BEGIN RECORDS FOR THIS EXERCISE

PR #47, opened 2020-11-23
Define all references; add examples.

otherdaniel:
This change makes the spec compile without warnings with the bikeshed tool.

This defines all references (in a few places as placeholders), but otherwise doesn't mean to change the semantics. It also adds some exmaples.

### DIFF
--- a/index.bs
+++ b/index.bs
@@ -110,15 +110,13 @@ Framework {#framework}
 
 ## Sanitizer API {#sanitizer-api}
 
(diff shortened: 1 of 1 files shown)


mozfreddyb:
thanks :+1: , let's take this and iterate on details in follow-ups if needed

mozfreddyb (approved):

iVanlIsh (approved):
LGTM. Thank you!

END RECORDS FOR THIS EXERCISE

WHAT IS REQUIRED: The records above must be written out again exactly.

ANSWER TO THIS PROBLEM:
PR #47, opened 2020-11-23
Define all references; add examples.

otherdaniel:
This change makes the spec compile without warnings with the bikeshed tool.

This defines all references (in a few places as placeholders), but otherwise doesn't mean to change the semantics. It also adds some exmaples.

### DIFF
--- a/index.bs
+++ b/index.bs
@@ -110,15 +110,13 @@ Framework {#framework}
 
 ## Sanitizer API {#sanitizer-api}
 
(diff shortened: 1 of 1 files shown)


mozfreddyb:
thanks :+1: , let's take this and iterate on details in follow-ups if needed

mozfreddyb (approved):

iVanlIsh (approved):
LGTM. Thank you!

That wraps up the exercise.